## Exercise requirements
The expected answer is the set of lines in the data below between the line holding "(diff shortened: 1 of 1 files shown)" and the line holding "This is a really cool addition. Thank you.", inclusive, written out exactly.

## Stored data

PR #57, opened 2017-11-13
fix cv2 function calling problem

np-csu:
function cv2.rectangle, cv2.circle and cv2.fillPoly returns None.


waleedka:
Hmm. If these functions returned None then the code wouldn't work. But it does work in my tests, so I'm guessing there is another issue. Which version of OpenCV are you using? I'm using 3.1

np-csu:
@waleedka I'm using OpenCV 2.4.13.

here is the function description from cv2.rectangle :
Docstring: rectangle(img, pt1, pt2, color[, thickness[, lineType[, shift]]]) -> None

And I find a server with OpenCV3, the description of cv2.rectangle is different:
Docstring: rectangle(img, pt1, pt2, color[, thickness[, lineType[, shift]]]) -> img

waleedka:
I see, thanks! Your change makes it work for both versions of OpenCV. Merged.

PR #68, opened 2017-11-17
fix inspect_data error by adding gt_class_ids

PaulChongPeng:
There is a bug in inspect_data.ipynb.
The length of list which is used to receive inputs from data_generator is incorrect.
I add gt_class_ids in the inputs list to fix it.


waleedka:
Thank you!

==

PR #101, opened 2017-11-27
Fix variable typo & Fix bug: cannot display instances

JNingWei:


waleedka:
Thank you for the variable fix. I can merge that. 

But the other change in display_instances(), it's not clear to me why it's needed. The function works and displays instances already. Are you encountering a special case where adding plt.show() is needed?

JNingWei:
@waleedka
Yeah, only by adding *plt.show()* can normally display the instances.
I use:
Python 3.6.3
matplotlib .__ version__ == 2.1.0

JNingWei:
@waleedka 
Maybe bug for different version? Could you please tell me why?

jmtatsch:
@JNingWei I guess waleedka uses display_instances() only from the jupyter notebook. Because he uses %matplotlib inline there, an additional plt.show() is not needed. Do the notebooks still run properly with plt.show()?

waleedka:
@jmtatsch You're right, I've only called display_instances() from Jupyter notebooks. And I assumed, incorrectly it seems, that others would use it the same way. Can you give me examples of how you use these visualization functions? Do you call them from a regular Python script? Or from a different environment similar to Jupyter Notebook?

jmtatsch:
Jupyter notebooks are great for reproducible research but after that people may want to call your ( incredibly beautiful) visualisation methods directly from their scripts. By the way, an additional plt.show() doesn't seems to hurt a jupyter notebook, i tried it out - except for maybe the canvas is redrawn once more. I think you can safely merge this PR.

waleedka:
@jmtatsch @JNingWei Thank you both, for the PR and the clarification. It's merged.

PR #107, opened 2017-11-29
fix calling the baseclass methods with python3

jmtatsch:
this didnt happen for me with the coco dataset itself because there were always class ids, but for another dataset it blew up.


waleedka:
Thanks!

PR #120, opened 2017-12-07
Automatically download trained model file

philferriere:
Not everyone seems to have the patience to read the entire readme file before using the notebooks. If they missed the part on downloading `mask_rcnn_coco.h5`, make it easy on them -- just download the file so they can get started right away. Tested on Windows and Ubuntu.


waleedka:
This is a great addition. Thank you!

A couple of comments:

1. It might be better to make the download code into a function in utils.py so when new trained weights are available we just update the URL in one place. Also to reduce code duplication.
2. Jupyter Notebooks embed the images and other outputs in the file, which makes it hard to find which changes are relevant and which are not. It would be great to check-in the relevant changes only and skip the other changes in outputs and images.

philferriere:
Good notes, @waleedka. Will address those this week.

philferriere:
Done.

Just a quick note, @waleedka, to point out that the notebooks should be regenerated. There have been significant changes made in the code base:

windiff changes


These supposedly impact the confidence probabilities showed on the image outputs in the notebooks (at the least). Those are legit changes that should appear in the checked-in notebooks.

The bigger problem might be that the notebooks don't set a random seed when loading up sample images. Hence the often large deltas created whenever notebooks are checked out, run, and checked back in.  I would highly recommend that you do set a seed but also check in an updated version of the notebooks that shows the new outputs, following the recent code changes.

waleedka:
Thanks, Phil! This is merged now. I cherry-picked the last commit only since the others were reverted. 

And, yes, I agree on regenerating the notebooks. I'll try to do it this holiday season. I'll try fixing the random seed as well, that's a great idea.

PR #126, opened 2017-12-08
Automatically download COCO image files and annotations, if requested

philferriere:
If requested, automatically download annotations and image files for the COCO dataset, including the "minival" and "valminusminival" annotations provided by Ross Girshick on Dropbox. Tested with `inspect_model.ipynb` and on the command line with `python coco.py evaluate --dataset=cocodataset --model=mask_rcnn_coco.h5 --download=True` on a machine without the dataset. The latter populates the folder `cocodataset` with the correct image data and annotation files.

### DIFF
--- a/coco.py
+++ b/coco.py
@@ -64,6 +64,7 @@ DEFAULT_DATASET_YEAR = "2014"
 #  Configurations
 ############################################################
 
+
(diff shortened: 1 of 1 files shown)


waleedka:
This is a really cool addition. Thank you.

...

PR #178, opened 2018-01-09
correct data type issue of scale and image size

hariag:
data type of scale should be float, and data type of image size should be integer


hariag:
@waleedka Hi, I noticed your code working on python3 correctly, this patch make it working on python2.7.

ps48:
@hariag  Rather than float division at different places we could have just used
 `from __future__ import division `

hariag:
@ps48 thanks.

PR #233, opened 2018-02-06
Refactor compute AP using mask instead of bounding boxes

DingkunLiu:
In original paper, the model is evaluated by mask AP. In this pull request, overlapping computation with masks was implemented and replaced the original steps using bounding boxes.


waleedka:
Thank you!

## Written answer
(diff shortened: 1 of 1 files shown)


waleedka:
This is a really cool addition. Thank you.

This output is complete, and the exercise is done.